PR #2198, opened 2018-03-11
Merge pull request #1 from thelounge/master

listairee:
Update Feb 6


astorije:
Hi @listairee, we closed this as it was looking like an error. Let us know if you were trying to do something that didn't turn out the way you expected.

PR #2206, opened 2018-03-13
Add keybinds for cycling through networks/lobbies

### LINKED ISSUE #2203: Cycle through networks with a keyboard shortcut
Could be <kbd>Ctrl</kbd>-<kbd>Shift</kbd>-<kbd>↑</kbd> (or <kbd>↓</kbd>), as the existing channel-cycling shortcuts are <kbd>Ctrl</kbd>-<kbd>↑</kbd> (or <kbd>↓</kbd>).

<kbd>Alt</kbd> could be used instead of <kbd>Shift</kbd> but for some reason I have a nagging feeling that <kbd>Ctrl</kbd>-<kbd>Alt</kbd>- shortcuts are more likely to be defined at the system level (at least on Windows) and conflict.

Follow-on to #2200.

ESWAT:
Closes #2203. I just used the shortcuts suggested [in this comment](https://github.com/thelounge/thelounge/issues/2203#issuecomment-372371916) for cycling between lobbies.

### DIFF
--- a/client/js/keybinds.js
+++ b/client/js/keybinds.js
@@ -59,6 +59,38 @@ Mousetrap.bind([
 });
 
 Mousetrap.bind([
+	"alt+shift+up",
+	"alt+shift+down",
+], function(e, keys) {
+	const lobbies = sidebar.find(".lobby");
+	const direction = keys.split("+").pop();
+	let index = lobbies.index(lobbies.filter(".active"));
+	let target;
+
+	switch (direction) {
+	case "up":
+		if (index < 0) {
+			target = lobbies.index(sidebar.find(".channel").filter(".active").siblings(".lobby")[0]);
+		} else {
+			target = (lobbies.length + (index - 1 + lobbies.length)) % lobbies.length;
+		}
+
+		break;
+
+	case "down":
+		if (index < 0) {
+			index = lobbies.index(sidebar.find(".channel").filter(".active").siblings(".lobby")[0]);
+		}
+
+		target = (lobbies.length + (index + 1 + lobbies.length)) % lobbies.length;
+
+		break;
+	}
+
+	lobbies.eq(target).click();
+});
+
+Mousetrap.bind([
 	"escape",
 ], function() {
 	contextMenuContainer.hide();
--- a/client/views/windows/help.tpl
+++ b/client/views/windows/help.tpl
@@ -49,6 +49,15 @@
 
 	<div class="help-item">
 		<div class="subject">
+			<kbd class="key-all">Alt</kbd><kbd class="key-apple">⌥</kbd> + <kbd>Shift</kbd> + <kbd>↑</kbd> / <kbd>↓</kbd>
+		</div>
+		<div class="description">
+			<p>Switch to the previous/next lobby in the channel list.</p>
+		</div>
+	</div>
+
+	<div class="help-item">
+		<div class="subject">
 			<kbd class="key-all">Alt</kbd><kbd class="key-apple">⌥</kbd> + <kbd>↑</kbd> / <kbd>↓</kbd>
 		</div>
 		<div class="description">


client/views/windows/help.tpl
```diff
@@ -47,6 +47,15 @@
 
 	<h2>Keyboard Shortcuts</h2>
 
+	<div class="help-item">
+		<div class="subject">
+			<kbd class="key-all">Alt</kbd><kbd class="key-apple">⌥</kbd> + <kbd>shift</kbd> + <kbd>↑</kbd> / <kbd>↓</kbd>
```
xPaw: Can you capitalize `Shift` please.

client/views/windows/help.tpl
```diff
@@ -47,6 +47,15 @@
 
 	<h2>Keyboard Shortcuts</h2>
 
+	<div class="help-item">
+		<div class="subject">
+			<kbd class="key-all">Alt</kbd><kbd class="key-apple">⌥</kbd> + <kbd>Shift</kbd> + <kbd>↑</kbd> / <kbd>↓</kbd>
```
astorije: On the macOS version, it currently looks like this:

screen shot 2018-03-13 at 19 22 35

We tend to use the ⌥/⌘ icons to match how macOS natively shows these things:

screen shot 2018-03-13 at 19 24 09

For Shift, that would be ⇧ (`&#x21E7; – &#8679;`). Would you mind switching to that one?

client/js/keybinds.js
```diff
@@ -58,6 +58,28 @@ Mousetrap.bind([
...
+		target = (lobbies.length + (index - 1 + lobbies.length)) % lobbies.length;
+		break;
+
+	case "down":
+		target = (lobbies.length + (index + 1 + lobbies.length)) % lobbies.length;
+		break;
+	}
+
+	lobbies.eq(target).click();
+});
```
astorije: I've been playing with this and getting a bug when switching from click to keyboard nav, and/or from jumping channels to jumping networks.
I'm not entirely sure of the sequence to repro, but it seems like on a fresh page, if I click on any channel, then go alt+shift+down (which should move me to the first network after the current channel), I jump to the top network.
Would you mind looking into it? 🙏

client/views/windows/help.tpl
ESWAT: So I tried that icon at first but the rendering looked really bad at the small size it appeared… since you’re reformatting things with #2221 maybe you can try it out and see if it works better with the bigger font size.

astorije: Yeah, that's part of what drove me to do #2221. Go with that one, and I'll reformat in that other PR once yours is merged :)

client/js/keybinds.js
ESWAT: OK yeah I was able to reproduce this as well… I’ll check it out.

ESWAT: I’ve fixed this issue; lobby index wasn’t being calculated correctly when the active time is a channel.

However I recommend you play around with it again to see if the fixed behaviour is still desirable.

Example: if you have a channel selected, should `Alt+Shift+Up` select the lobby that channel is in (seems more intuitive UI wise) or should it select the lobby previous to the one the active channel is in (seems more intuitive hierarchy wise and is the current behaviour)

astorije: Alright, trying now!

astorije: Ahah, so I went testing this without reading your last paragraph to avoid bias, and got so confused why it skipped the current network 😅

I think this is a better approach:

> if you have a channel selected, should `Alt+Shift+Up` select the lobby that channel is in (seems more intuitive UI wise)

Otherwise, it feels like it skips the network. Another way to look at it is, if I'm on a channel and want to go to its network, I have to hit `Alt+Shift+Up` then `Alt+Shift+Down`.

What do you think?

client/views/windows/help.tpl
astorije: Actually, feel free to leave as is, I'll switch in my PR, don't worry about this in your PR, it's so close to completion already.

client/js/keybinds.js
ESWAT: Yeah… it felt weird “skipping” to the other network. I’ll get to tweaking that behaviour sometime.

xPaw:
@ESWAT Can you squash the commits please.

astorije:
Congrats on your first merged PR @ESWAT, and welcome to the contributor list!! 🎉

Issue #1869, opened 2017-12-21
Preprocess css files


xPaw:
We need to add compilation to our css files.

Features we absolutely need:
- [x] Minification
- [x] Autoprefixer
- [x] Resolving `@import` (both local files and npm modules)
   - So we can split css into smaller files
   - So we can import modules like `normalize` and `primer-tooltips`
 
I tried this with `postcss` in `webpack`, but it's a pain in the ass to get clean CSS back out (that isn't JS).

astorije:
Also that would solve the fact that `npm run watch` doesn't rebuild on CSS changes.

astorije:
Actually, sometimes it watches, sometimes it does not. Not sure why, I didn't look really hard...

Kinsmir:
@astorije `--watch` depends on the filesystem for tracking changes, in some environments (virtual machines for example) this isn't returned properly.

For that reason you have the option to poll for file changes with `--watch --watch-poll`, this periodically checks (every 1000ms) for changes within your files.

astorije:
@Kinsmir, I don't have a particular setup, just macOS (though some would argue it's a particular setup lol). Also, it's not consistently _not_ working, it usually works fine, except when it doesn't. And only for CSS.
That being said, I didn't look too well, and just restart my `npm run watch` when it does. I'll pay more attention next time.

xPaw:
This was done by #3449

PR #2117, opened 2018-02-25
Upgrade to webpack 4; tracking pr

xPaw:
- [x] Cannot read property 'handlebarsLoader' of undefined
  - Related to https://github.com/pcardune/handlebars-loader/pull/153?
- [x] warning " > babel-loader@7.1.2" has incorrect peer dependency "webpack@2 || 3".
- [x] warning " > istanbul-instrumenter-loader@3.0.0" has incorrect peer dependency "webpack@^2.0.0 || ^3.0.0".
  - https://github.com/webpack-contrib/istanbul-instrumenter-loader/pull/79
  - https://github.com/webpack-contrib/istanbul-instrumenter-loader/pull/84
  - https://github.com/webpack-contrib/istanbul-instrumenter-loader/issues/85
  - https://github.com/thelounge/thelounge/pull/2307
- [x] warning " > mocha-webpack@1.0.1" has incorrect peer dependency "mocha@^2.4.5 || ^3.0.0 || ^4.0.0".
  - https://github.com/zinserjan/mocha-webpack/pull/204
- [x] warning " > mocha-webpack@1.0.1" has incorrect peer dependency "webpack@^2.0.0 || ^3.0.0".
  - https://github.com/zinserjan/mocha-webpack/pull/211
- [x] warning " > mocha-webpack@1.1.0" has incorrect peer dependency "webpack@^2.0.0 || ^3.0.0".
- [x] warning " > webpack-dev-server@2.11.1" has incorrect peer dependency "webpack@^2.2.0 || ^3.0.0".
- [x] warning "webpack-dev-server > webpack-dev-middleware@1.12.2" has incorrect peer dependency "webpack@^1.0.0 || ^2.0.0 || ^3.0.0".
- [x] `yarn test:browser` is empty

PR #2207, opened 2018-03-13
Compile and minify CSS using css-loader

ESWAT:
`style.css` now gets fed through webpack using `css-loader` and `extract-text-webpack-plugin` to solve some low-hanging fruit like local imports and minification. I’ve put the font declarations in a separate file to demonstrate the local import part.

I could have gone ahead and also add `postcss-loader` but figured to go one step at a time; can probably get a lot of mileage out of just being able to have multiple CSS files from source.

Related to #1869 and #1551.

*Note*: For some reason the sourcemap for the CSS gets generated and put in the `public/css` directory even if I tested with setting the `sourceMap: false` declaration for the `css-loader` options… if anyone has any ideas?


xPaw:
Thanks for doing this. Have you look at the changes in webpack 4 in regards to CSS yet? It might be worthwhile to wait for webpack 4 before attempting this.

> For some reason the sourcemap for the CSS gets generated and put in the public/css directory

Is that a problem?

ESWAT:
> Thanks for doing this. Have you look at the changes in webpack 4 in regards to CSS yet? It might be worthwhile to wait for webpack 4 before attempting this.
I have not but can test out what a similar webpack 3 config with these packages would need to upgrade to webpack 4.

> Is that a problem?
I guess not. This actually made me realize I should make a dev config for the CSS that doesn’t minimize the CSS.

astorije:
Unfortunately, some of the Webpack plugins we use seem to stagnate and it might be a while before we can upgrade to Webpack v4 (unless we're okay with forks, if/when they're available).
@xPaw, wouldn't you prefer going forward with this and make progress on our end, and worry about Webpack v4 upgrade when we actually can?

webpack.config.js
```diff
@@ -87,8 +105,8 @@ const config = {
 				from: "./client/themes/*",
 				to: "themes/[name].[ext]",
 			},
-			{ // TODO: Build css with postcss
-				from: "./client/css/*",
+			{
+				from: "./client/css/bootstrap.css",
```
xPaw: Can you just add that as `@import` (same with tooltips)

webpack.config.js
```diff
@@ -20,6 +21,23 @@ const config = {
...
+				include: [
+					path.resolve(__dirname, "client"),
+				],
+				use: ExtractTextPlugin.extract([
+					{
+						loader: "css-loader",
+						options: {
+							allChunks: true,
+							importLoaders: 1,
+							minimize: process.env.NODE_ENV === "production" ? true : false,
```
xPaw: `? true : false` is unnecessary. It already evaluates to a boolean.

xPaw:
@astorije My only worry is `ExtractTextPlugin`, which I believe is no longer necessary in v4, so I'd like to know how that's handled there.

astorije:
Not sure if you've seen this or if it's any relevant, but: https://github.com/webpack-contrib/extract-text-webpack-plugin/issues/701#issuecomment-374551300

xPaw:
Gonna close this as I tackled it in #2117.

*Your task*.
Lines from the first one above through the line containing "-49,6 +49,15 @@" are to be retyped exactly, both included, and nothing more.

*Solution*.
PR #2198, opened 2018-03-11
Merge pull request #1 from thelounge/master

listairee:
Update Feb 6


astorije:
Hi @listairee, we closed this as it was looking like an error. Let us know if you were trying to do something that didn't turn out the way you expected.

PR #2206, opened 2018-03-13
Add keybinds for cycling through networks/lobbies

### LINKED ISSUE #2203: Cycle through networks with a keyboard shortcut
Could be <kbd>Ctrl</kbd>-<kbd>Shift</kbd>-<kbd>↑</kbd> (or <kbd>↓</kbd>), as the existing channel-cycling shortcuts are <kbd>Ctrl</kbd>-<kbd>↑</kbd> (or <kbd>↓</kbd>).

<kbd>Alt</kbd> could be used instead of <kbd>Shift</kbd> but for some reason I have a nagging feeling that <kbd>Ctrl</kbd>-<kbd>Alt</kbd>- shortcuts are more likely to be defined at the system level (at least on Windows) and conflict.

Follow-on to #2200.

ESWAT:
Closes #2203. I just used the shortcuts suggested [in this comment](https://github.com/thelounge/thelounge/issues/2203#issuecomment-372371916) for cycling between lobbies.

### DIFF
--- a/client/js/keybinds.js
+++ b/client/js/keybinds.js
@@ -59,6 +59,38 @@ Mousetrap.bind([
 });
 
 Mousetrap.bind([
+	"alt+shift+up",
+	"alt+shift+down",
+], function(e, keys) {
+	const lobbies = sidebar.find(".lobby");
+	const direction = keys.split("+").pop();
+	let index = lobbies.index(lobbies.filter(".active"));
+	let target;
+
+	switch (direction) {
+	case "up":
+		if (index < 0) {
+			target = lobbies.index(sidebar.find(".channel").filter(".active").siblings(".lobby")[0]);
+		} else {
+			target = (lobbies.length + (index - 1 + lobbies.length)) % lobbies.length;
+		}
+
+		break;
+
+	case "down":
+		if (index < 0) {
+			index = lobbies.index(sidebar.find(".channel").filter(".active").siblings(".lobby")[0]);
+		}
+
+		target = (lobbies.length + (index + 1 + lobbies.length)) % lobbies.length;
+
+		break;
+	}
+
+	lobbies.eq(target).click();
+});
+
+Mousetrap.bind([
 	"escape",
 ], function() {
 	contextMenuContainer.hide();
--- a/client/views/windows/help.tpl
+++ b/client/views/windows/help.tpl
@@ -49,6 +49,15 @@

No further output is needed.